# REQUIRED ACTION
From the entries below, list each line with "RerenderOptions".

══════════════════════════════

PR #483, opened 2026-06-10
[Feature] Re-render PayPal Button on `onCancel` and `onError`

jtanya17:
### Description

Updates Zoid rerender behavior so a component can be re-rendered into its original container with decorated props.

**Problem:** In app switch resume cancel flows, PayPal Checkout needs to render a fresh button after the merchant `onCancel` callback while preserving resume-specific props, such as reusing the returned `orderID` for retry. Zoid owned the original render target, but `rerender()` could only clone with the original props.

**Solution:** Extend Zoid `rerender()` to accept an optional prop decorator. The rerender path still uses Zoid’s existing target/container/context handling, while callers can override selected props for the new instance.

**Impact:** PayPal Checkout can restore the button after app switch cancel flows without hardcoding merchant container selectors or moving render-target logic into PPC.

### Why are we making these changes?

  1. DTRIMAC-2082
  2. DTPPCPSDK-4375

### Reproduction Steps

Same reproduction flow as the paired paypal-checkout-components PR: https://github.com/paypal/paypal-checkout-components/pull/2592.

### Dependent Changes

To be tested with the paired paypal-checkout-components PR: https://github.com/paypal/paypal-checkout-components/pull/2592 and SCNW PR: #1183.

### DIFF
--- a/src/component/component.js
+++ b/src/component/component.js
@@ -32,6 +32,7 @@ import {
   type ParentComponent,
   type RenderOptionsType,
   type ParentHelpers,
+  type RerenderOptions,
   parentComponent,
 } from "../parent/parent";
 import {
@@ -201,7 +202,9 @@ export type ZoidComponentInstance<P, X = void, C = void, ExtType = void> = {|
   ...X,
   ...C,
   isEligible: () => boolean,
-  clone: () => ZoidComponentInstance<P, X, C, ExtType>,
+  clone: (
+    options?: RerenderOptions<P>
+  ) => ZoidComponentInstance<P, X, C, ExtType>,
   render: (
     container?: ContainerReferenceType,
     context?: $Values<typeof CONTEXT>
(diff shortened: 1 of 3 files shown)


tmanderson (approved):

src/component/component.js
```diff
@@ -384,6 +387,175 @@ export function component<P, X, C, ExtType>(
   const global = getGlobal(window);
   const driverCache = {};
   const instances = [];
+  let latestRenderedRerender: ?(
```
nikrom17, line 390: `latestRenderedRerender` and the sessionStorage key on line 393 are scoped per-tag, shared by every instance from the same `zoid.create()` call (same scope as `instances` on line 389), not per-instance.

Scenario with two instances of the same tag:
1. Instance A renders into container A - `writeLatestRender` stores container A's selector under `__zoid_latest_render__<tag>`.
2. Instance B renders into container B - overwrites the same key with container B's selector.
3. Page reloads. A new instance representing A calls `.rerender()` directly, without `.render()` first.
4. It has no in-memory `currentRerender`, so it falls to `getFallbackRerender()`, which reads the one sessionStorage entry - now pointing at B.

Undesired behavior: A's rerender lands in container B instead of A.

Possible fix: key the sessionStorage entry (and `latestRenderedRerender`) per-instance rather than per-tag, e.g. a uid generated at first render.

src/parent/parent.js
```diff
@@ -317,6 +325,9 @@ export function parentComponent<P, X, C, ExtType>({
   let childComponent: ?ChildExportsType<P>;
   let currentChildDomain: ?string;
   let currentContainer: HTMLElement | void;
+  let currentRerender: ?Rerender<P> = null;
```
nikrom17, line 328: `currentRerender`/`lastRerender` are set in `render()` (line 1539) and never cleared, including in `destroy()`.

Scenario:
1. Component renders - `currentRerender`/`lastRerender` get set, `hasBeenRendered` becomes true.
2. Caller calls `.close()`, which internally calls `destroy()`. Nothing resets `currentRerender`/`lastRerender`.
3. Caller calls `.rerender()` again on the same instance.
4. `getHelpers().rerender` finds `currentRerender` still set, so it calls it directly - the guard below only throws when `currentRerender`, `lastRerender`, and the fallback are all falsy, which is never true once the component has rendered once:
```js
if (!hasBeenRendered) { throw new Error("...must be rendered first."); }
throw new Error("Rerender callback lost after render - component may be destroyed or re-initialized.");
```

Undesired behavior: rerender on a destroyed component silently succeeds and re-renders it, instead of throwing the "component may be destroyed or re-initialized" error this is meant to produce.

Possible fix: reset `currentRerender = null; lastRerender = null;` inside `destroy()`.

src/parent/parent.js
```diff
@@ -1507,8 +1534,11 @@ export function parentComponent<P, X, C, ExtType>({
     container,
     context,
     rerender,
-  }: RenderOptions): ZalgoPromise<void> => {
+  }: RenderOptions<P>): ZalgoPromise<void> => {
     return ZalgoPromise.try(() => {
+      currentRerender = rerender;
```
nikrom17, line 1539:
```js
currentRerender = rerender; lastRerender = rerender; hasBeenRendered = true;
```

These run at the very top of `render()`'s promise chain, before the rest of initialization executes. If `render()` ultimately fails partway through, the component still looks "renderable" to `getHelpers().rerender()`. Should these move to after render actually succeeds?

src/component/component.js
```diff
@@ -384,6 +387,175 @@ export function component<P, X, C, ExtType>(
...
+      }
+
+      const elementName = container.getAttribute("name");
+      if (elementName) {
+        persistedContainers.push(`[name="${escapeAttr(elementName)}"]`);
+      }
+
+      const className = container.className;
+      if (typeof className === "string" && className.trim()) {
+        const firstClass = className.trim().split(/\s+/)[0];
```
nikrom17, line 519: Only the first CSS class gets kept as a candidate selector here, and `readLatestRender` falls back to `candidates[0]` (line 485) even when nothing in the current DOM matches. In apps using utility-first CSS (Tailwind etc.) the first class is rarely the meaningful one, and frameworks that remount DOM nodes on navigation will lose the `data-zoid-latest-container-*` marker attribute too. Worst case this matches an unrelated element that happens to share a class/id, or targets a selector that means nothing anymore. Haven't verified this against real merchant container markup, just flagging the pattern as fragile.

src/component/component.js
```diff
@@ -518,9 +690,31 @@ export function component<P, X, C, ExtType>(
...
     };
 
+    const clone = ({ decorate = identity }: RerenderOptions<P> = {}) => {
+      return init(decorate(props));
+    };
+
     const parent = parentComponent({
       uid,
       options,
+      getFallbackRerender: () => {
```
nikrom17, line 700: `getFallbackRerender` is wired in unconditionally here, so every component writes to sessionStorage on every render (`writeLatestRender`) whether or not the consumer ever calls `.rerender()`.

Given the container-matching in `readLatestRender`/`waitForSelector` is inherently heuristic (see comment above on selector matching), would it make sense to gate this behind a `zoid.create()` option, e.g. `enableRerenderFallback`? That way components that don't need cross-navigation rerender skip the sessionStorage write and the fragile-match failure mode entirely.

test/tests/rerender.js
```diff
@@ -116,6 +116,64 @@ describe("zoid rerender cases", () => {
     });
   });
 
+  it("should re-render a component with decorated props", () => {
```
nikrom17, line 119: This test covers the simple in-memory case (decorate props, rerender on the same page), but there's nothing here for `getFallbackRerender`, `writeLatestRender`/`readLatestRender`, or `waitForSelector`. That's the entire persistence-across-navigation mechanism, and it's the highest-risk, most novel part of this change. Worth adding a test that simulates a fresh page load (new component instance, never rendered, `rerender()` called directly) and asserts it finds the right container via sessionStorage, plus a test with two instances of the same tag to catch the cross-instance issue flagged above.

══════════════════════════════

# EXERCISE RESULT
+  type RerenderOptions,
+    options?: RerenderOptions<P>
+    const clone = ({ decorate = identity }: RerenderOptions<P> = {}) => {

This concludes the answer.